Issue #245, opened 2024-05-28
Nightscout CGM Import Settings fails with error


kskandis:
**Describe the bug**
I know Nightscout is not recommended for CGM but I thought I would test it. Trio connects fine to my Nightscout instance but Nightscout Config - Import Settings fails with the following error:

"The data couldn't be read because it isn't in the correct format."

**To Reproduce**
1. Go to Settings
2. Click on CGM
3. Scroll down to Nightscout under Type
4. After entering URL and Secret, confirm Connect
5. Tap on Import Settings, accept prompt to allow overwrite of existing settings
6. See error

**Expected behavior**
Nightscout settings should be imported.

**Screenshots**

**Smartphone (please complete the following information):**
iPhone SE 3rd Generation iOS 17.4.1

**Setup Information (please complete the following information):**
* Pump type: none yet, plan to use OmniPod Dash
* CGM type and CGM app: Nightscout 15.0.2
* Trio version, branch and git reference (see Trio Settings): dev 5faf162 Trio v0.1.0

**Additional context**
Unable to provide screenshot as the Nightscout CGM cannot be deleted and re-added.  Configuring Nightscout seems to be a one-time only process.  It would be nice to have a Delete option to allow a re-configuration of Nightscout CGM.

aug0211:
Does your selection of mg/dl vs mmol match your NS configuration?

My hunch is perhaps your Trio preferences still has mmol set (default starting point) and your NS is using mg/dl.

If this is the case, the fix is to set your preferences in Trio to match NS. It would also indicate that the error message in Trio isn’t clear enough.

kskandis:
> Does your selection of mg/dl vs mmol match your NS configuration?

Yes, Preferences - Glucose Units is mg/dL which matches my NS configuration.  I retried again after following your instructions to Delete the Nightscout service and then re-added it, connected, then Import Settings.  It still shows:

Import Error
The data couldn't be read because it isn't in the correct format.

dsnallfot:
Very strange. I have trouble locating that particular or similar Import error text string  in the Trio code ("The data couldn't be read because it isn't in the correct format."). 

A screenshot of the Import error alert would be of great help for further troubleshooting so I can see the exact phrasing.

And also, you wrote "Pump type: none yet, plan to use OmniPod Dash". Do you run a pump simulator? (The reason im asking is that there needs to be a pump simulator or actual pump set up for the import settings to work, since basal settings are written to the pump. If that fails, it should however show another import error message.

[...]

PR #249, opened 2024-05-30
Remove unused Import Settings in JSON that cause errors decoding JSON

kskandis:
Resolves [Nightscout CGM Import Settings fails with error](https://github.com/nightscout/Trio/issues/245) by:

1. Removing unused fields from the JSON struct which do not get saved or written to settings/pump.  These unused fields used Types that were inconsistent with Loop JSON.
2. Checks if JSON Profile was entered by Loop to ensure proper Default record is loaded.

### DIFF
--- a/FreeAPS/Sources/Models/RawFetchedProfile.swift
+++ b/FreeAPS/Sources/Models/RawFetchedProfile.swift
@@ -4,16 +4,12 @@ struct FetchedNightscoutProfileStore: JSON {
     let _id: String
     let defaultProfile: String
     let startDate: String
-    let mills: Decimal
     let enteredBy: String
-    let store: [String: ScheduledNightscoutProfile]
-    let created_at: String
+    let store: [String: FetchedNightscoutProfile]
 }
 
 struct FetchedNightscoutProfile: JSON {
     let dia: Decimal
-    let carbs_hr: Int
-    let delay: Decimal
     let timezone: String
     let target_low: [NightscoutTimevalue]
     let target_high: [NightscoutTimevalue]
--- a/FreeAPS/Sources/Modules/NightscoutConfig/NightscoutConfigStateModel.swift
+++ b/FreeAPS/Sources/Modules/NightscoutConfig/NightscoutConfigStateModel.swift
@@ -133,7 +133,9 @@ extension NightscoutConfig {
                 {
                     do {
                         let fetchedProfileStore = try jsonDecoder.decode([FetchedNightscoutProfileStore].self, from: data)
-                        guard let fetchedProfile: ScheduledNightscoutProfile = fetchedProfileStore.first?.store["default"]
+                        let loop = fetchedProfileStore.first?.enteredBy.contains("Loop")
+                        guard let fetchedProfile: FetchedNightscoutProfile = fetchedProfileStore.first?
+                            .store[loop! ? "Default" : "default"]
                         else {
                             error = "\nCan't find the default Nightscout Profile."
                             group.leave()


bjornoleh:
Thanks for your contribution. The changes look good, but I am not overly familiar with these details, and don’t have other looping data to test from. 

Hoping someone with fresh profile data uploaded to NS from both Loop and AAPS will have a chance to test. Import of manual NS profile entries would also be good to test here.

dsnallfot (approved):
No comments regarding the code. Seems reasonable to exclude what's  not needed from the fetch.

**Successfully tested by following these steps:**
1. Applied suggested changes from PR In simulator build
2. Cleared out basal/isf/cr/target and dia settings from simulator build
3. Found old MongoDB Loop profile settings entry, cloned that in MongoDB and applied current date as startDate
4. Saved this profile in Nightscout 
5. Run "Import settings" in Trio
6. Successfully fetched all Loop profile setting (basals/isf/cr/dia and target)
7. Deleted the cloned loop profile in MongoDB
8. Saved most current Trio profile (before the loop clone)  in Nightscout again
9. Run "Import settings" in Trio
10. Successfully fetched all Trio profile settings (basals/isf/cr/dia and target)

Works as expected regarding Loop Profile import. Doesn't break iAPS/Trio profile imports. ie Looks good to me. Approved

marionbarker (approved):
I tested this change - relying on others for code review.
I use Loop and have never been able to import settings into Trio before.
After applying the patch from this PR, I was able to import my Loop settings from my "real" nightscout site. I confirmed the imported settings in the Trio app of my test phone match my Loop settings: DIA, Basal Profile, ISF, CR and (low-end of) Target Range.

trio-pr-249

MikePlante1 (approved):
Code review looks good to me. I couldn't find any references to the deleted variables. Looking at the profiles in Nightscout I can see that Loop uses `Default` wheres Trio uses `default`, so that section of the code looks good too.

I tested in a simulator by uploading settings from Loop to a spare Nightscout account, then trying to import settings into Trio, which failed. After applying this PR, though, the settings were properly imported into Trio.

My only suggestion to consider is maybe setting target to the middle of the target range from Loop rather than the bottom target, since Trio only uses a single target.

Sjoerd-Bo3:
And maybe we need to make a separate PR for this?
****
Among the entries above, the lines between the ones containing "5faf162 Trio v0.1.0" and "My hunch is", inclusive, are to be transcribed exactly. No other line is to be given.

## Answer
* Trio version, branch and git reference (see Trio Settings): dev 5faf162 Trio v0.1.0

**Additional context**
Unable to provide screenshot as the Nightscout CGM cannot be deleted and re-added.  Configuring Nightscout seems to be a one-time only process.  It would be nice to have a Delete option to allow a re-configuration of Nightscout CGM.

aug0211:
Does your selection of mg/dl vs mmol match your NS configuration?

My hunch is perhaps your Trio preferences still has mmol set (default starting point) and your NS is using mg/dl.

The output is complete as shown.